Required work -
Provide the entries once more, identical in every word.

>>>>>

PR #2911, opened 2024-04-18
[Spark] Make update catalog schema truncation threshold configurable

dhruvarya-db:

- [X] Spark
- [ ] Standalone
- [ ] Flink
- [ ] Kernel
- [ ] Other (fill in here)

## Description

Currently, during schema sync to catalog, the whole schema gets truncated if any of the fields is longer than 4000 characters. This PR makes this threshold a configurable through the config `DeltaSQLConf. DELTA_UPDATE_CATALOG_LONG_FIELD_TRUNCATION_THRESHOLD`.

## How was this patch tested?

Created variations of existing test cases that validate that setting the config to a bigger value skips the truncation.

No

### DIFF
--- a/spark/src/main/scala/org/apache/spark/sql/delta/hooks/UpdateCatalog.scala
+++ b/spark/src/main/scala/org/apache/spark/sql/delta/hooks/UpdateCatalog.scala
@@ -198,11 +198,14 @@ case class UpdateCatalog(table: CatalogTable) extends UpdateCatalogBase {
 
 
   override protected def schemaHasChanged(snapshot: Snapshot, spark: SparkSession): Boolean = {
-    // We need to check whether the schema in the catalog matches the current schema. If a
-    // field in the schema is very long, we cannot store the schema in the catalog, therefore
-    // here we have to compare what's in the catalog with what we actually can store in the
-    // catalog
-    val schemaChanged = UpdateCatalog.truncateSchemaIfNecessary(snapshot.schema) != table.schema
+    // We need to check whether the schema in the catalog matches the current schema.
+    // Depending on the schema validation policy, the schema might need to be truncated.
+    // Therefore, we should use what we want to store in the catalog for comparison.
+    val truncationThreshold = spark.sessionState.conf.getConf(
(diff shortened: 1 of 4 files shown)


tdas (approved):

spark/src/main/scala/org/apache/spark/sql/delta/hooks/UpdateCatalog.scala
```diff
@@ -261,11 +264,11 @@ object UpdateCatalog {
   // This is the encoding of the database for the Hive MetaStore
   private val latin1 = Charset.forName("ISO-8859-1")
 
-  // Maximum number of characters that a catalog can store.
-  val MAX_CATALOG_TYPE_DDL_LENGTH = 4000
   val ERROR_KEY = "delta.catalogUpdateError"
   val LONG_SCHEMA_ERROR: String = "The schema contains a very long nested field and cannot be " +
```
tdas, line 268: When this error is thrown, make sure that it says which configuration to update so that users can self-service this.

dhruvarya-db: @tdas We don't throw an error when this truncation happens, we just log the error message in an HMS table property. This is because this sync to the catalog is a best-effort async operation. I could try to create a user-visible log here.

dhruvarya-db: @tdas There are a few ways in which we can surface this. I will address this specific issue in a follow up PR.

tdas (approved):

tdas:
delta spark master test failures are unrelated

felipepessoto:
@dhruvarya-db, @tdas @vkorukanti some of these UpdateCatalogSuite tests are flaky, it seems we had similar issue in the past: #2476, I see it happening more as I increase test parallelism.

Have you found any clue of the root cause?

I tried adding this:

```
    if (!UpdateCatalog.awaitCompletion(10000)) {
      logWarning(s"There are active catalog udpate requests after 10000ms")
      // scalastyle:off println
      println(s"There are active catalog udpate requests after 10000ms")
      // scalastyle:on println
    }
```

to `verifySchemaInCatalog`, but it didn't help, and no message is print.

<<<<<

Exercise answer -
PR #2911, opened 2024-04-18
[Spark] Make update catalog schema truncation threshold configurable

dhruvarya-db:

- [X] Spark
- [ ] Standalone
- [ ] Flink
- [ ] Kernel
- [ ] Other (fill in here)

## Description

Currently, during schema sync to catalog, the whole schema gets truncated if any of the fields is longer than 4000 characters. This PR makes this threshold a configurable through the config `DeltaSQLConf. DELTA_UPDATE_CATALOG_LONG_FIELD_TRUNCATION_THRESHOLD`.

## How was this patch tested?

Created variations of existing test cases that validate that setting the config to a bigger value skips the truncation.

No

### DIFF
--- a/spark/src/main/scala/org/apache/spark/sql/delta/hooks/UpdateCatalog.scala
+++ b/spark/src/main/scala/org/apache/spark/sql/delta/hooks/UpdateCatalog.scala
@@ -198,11 +198,14 @@ case class UpdateCatalog(table: CatalogTable) extends UpdateCatalogBase {
 
 
   override protected def schemaHasChanged(snapshot: Snapshot, spark: SparkSession): Boolean = {
-    // We need to check whether the schema in the catalog matches the current schema. If a
-    // field in the schema is very long, we cannot store the schema in the catalog, therefore
-    // here we have to compare what's in the catalog with what we actually can store in the
-    // catalog
-    val schemaChanged = UpdateCatalog.truncateSchemaIfNecessary(snapshot.schema) != table.schema
+    // We need to check whether the schema in the catalog matches the current schema.
+    // Depending on the schema validation policy, the schema might need to be truncated.
+    // Therefore, we should use what we want to store in the catalog for comparison.
+    val truncationThreshold = spark.sessionState.conf.getConf(
(diff shortened: 1 of 4 files shown)


tdas (approved):

spark/src/main/scala/org/apache/spark/sql/delta/hooks/UpdateCatalog.scala
```diff
@@ -261,11 +264,11 @@ object UpdateCatalog {
   // This is the encoding of the database for the Hive MetaStore
   private val latin1 = Charset.forName("ISO-8859-1")
 
-  // Maximum number of characters that a catalog can store.
-  val MAX_CATALOG_TYPE_DDL_LENGTH = 4000
   val ERROR_KEY = "delta.catalogUpdateError"
   val LONG_SCHEMA_ERROR: String = "The schema contains a very long nested field and cannot be " +
```
tdas, line 268: When this error is thrown, make sure that it says which configuration to update so that users can self-service this.

dhruvarya-db: @tdas We don't throw an error when this truncation happens, we just log the error message in an HMS table property. This is because this sync to the catalog is a best-effort async operation. I could try to create a user-visible log here.

dhruvarya-db: @tdas There are a few ways in which we can surface this. I will address this specific issue in a follow up PR.

tdas (approved):

tdas:
delta spark master test failures are unrelated

felipepessoto:
@dhruvarya-db, @tdas @vkorukanti some of these UpdateCatalogSuite tests are flaky, it seems we had similar issue in the past: #2476, I see it happening more as I increase test parallelism.

Have you found any clue of the root cause?

I tried adding this:

```
    if (!UpdateCatalog.awaitCompletion(10000)) {
      logWarning(s"There are active catalog udpate requests after 10000ms")
      // scalastyle:off println
      println(s"There are active catalog udpate requests after 10000ms")
      // scalastyle:on println
    }
```

to `verifySchemaInCatalog`, but it didn't help, and no message is print.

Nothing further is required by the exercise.